Поделиться через


Service Broker Wait Types

SQL server engine keeps track of wait operations (aka wait types) performed by all its executing threads, either to serialize access to protected structures or to wait for asynchronous events/notifications. Sys.dm_os_wait_stats DMV can be used to get the statistics for all wait types and can potentially point to performance issues and code paths with high degrees of contention.

Service Broker threads use 12 different wait types. The sections below describe these wait types in detail and their expected values depending on usage of specific Service Broker features.

[Note: Let avg_wait_time_ms = wait_time_ms/waiting_tasks_count for each wait type from the DMV]

1.     BROKER_CONNECTION_RECEIVE_TASK

Each Service Broker (and Database Mirroring) connection endpoint has a list of buffers posted to receive data from the network. There are two threads working on this list, one that posts buffers for receive and one that processes them after receiving the data.

This wait type is charged whenever these threads attempt to access this list to add or remove buffers.

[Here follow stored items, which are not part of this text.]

PR #272, opened 2016-11-05
add withRefs HOC

belkosyak:
Please consider adding `withRefs` HOC.
I chose to use object-based API and not something like `withRefs('refName', 'refCallbackName')` to support having more than one ref, thats because we need to pass reference to the object with refs as prop to not update base component when prop has been initialised.


istarkov:
Hi, thank you.

Just IMO:

The idea of passing a mutable object through a props looks bad for me. 
`refs` object is a hack, it's mutable, lifecycle of it props depends on component render implementation (what if component will not be rendered or rendered then disabled). 

Also it's not clear in [React documentation](https://facebook.github.io/react/docs/refs-and-the-dom.html) may you or not use refs property with functional components. 

```
You may not use the ref attribute on functional components because they don't have instances. 

You can, however, use the ref attribute inside the render function of a functional component
```

As I know using `ref` in functional component causes it's update every render. And it could be a source of errors, as with using some kind of debounce your refs become outdated. I prefer not to use ref in functional components, and always write a class if I need some kind of `ref` wrapper.

Again IMO refs is a hack and should be used rare and carefully and I don't like the idea to provide enhancers for them.

belkosyak:
Thanks for quick response! Btw I want to take this opportunity and thank you for great set of HOC!
I agree with you, but I think it is matter of compromises you want to take. This HOC worked for me well and I prefer to use functional component over class even in situation when I need refs.
So overall idea was to give users choice which way to pick, as for myself I lacked of this HOC :)
But if you think it can bring more bad than good, I also can understand this :)
Have a great day!

belkosyak:
And one more thing:
>As I know using ref in functional component causes it's update every render. And it could be a source of errors, as with using some kind of debounce your refs become outdated.

I checked up with React 15.1.0 and it looks like even if you use class `ref` callback also fires every render. However docs say:
>React will call the ref callback with the DOM element when the component mounts, and call it with null when it unmounts.
>
>Using the ref callback just to set a property on the class is a common pattern for accessing DOM elements. If you are currently using this.refs.myRefName to access refs, we recommend using this pattern instead.

istarkov:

Waiting_tasks_count and wait_time_ms for this wait type should both be proportional to the amount of network data received by all Service Broker (and Database Mirroring) connection endpoints and avg_wait_time_ms should be a really small value.

2.     BROKER_ENDPOINT_STATE_MUTEX

This wait type is charged each time there is some state change for a Service Broker (or Database Mirroring) connection endpoint during the connection establishment (i.e. handshake) phase - e.g. initialization before connect or after accept, login negotiation (authentication, encryption), validation, error, arbitration and error. This wait type is also charged per connection endpoint every time sys.dm_broker_connections (or sys.dm_db_mirroring_connections) DMV is queried to serialize access to each connections handshake state.

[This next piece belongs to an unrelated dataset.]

PR #3494, opened 2017-07-07
Multiple Search Result Tabs

eglibicky:
##  It is a very useful feature when you need to search , as I do, many times every day in a existing code or text files and switch between the results of your searches. The results are presented at the bottom as search named tabs.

Avg_wait_time_ms for this wait type should be very small and the wait_time_ms and waiting_tasks_count should both be proportional to the number of times Service Broker (or Database Mirroring) establishes connection with some other SQL server instance and the number of times sys.dm_broker_connections (or sys.dm_db_mirroring_connections) DMV is queried.

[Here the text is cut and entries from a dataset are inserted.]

PR #3495, opened 2017-07-07
Make a copy of the command line so as to stop modifying the original

jay:
.. because other processes may want to read the command line that
started Notepad++. Prior to this change the original command line could
be seen by other processes as truncated due to parsing behavior.

Closes #xxxx

---

For example this command line:
"c:\program files (x86)\notepad++\notepad++.exe" foo bar\0

After Notepad++ parses it will change it to:
"c:\program files (x86)\notepad++\notepad++.exe" foo\0bar\0

Process Hacker reads the 64-bit PEB and will show:
"c:\program files (x86)\notepad++\notepad++.exe" foo bar

... but Process Explorer reads the 32-bit PEB and will show:
"c:\program files (x86)\notepad++\notepad++.exe" foo

### DIFF
--- a/PowerEditor/src/winmain.cpp
+++ b/PowerEditor/src/winmain.cpp
@@ -315,7 +315,10 @@ void doException(Notepad_plus_Window & notepad_plus_plus)
 
 int WINAPI WinMain(HINSTANCE hInstance, HINSTANCE, LPSTR, int)
 {
-	LPTSTR cmdLine = ::GetCommandLine();
+	// Use a copy of the command line in order to preserve the original to be read by other processes.
+	LPTSTR cmdLine = _tcsdup(::GetCommandLine());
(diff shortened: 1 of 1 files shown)


donho:
Which process would read the command line?
Any concrete example?

jay:
I'm writing a launcher for notepad++ (just wraps ExecInExplorer from Microsoft) because of the dll signature verification errors I get with a hard link. I was trying to diagnose why the command line was different from what I passed but then I realized it's just notepad++ modifying the command line passed to it. So one concrete example: sysinternals process explorer.

donho:
I see.
However, it misses a free of strdup has allocated.
And I prefer to do the allocation near where it needs.
I've done a fix. Thank you for your PR anyway.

Rapidly increasing values of wait_time_ms and waiting_tasks_count for this DMV could indicate very frequent connection establishment (and teardown). Since service broker transport tears down connections after ~90 seconds of inactivity, these values can increase if applications use service broker once every ~90 seconds.

3.     BROKER_EVENTHANDLER

Each SQL server instance has a primary event handler thread for processing Service Broker startup/shutdown and timer events. This thread never goes away and is always either waiting for such events or processing them.

This wait type is charged each time Service Broker's primary event handler waits for instance startup/shutdown or any dialog timer events (dialog timeouts) and mirrored routes timeouts.

Wait_time_ms for this wait type should approximately be equal to the interval since instance startup. Waiting_tasks_count merely indicates the number of times the primary event handler had to wait due to absence of any events.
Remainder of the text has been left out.